EXERCISE AIM: Going through the entries below, work out how many lines have the string "main" in them. Give the number and nothing more.

....

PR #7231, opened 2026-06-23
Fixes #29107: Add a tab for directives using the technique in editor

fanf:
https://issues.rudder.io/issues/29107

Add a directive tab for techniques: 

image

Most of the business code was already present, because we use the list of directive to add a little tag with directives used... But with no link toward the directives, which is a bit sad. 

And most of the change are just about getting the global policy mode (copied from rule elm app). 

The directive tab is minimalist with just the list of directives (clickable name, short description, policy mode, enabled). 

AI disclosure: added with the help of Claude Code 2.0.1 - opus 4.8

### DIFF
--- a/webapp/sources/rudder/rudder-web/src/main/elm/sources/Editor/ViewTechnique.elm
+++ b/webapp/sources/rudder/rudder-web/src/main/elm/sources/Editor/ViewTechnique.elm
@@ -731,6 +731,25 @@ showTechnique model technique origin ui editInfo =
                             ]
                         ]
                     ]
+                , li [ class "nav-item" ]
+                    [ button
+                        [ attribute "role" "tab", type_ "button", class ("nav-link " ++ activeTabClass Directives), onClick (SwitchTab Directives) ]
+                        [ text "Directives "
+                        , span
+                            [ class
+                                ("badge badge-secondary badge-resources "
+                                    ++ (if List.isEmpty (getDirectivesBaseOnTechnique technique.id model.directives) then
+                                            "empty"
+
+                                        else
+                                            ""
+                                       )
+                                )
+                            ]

....

ANSWER TO THE EXERCISE: 2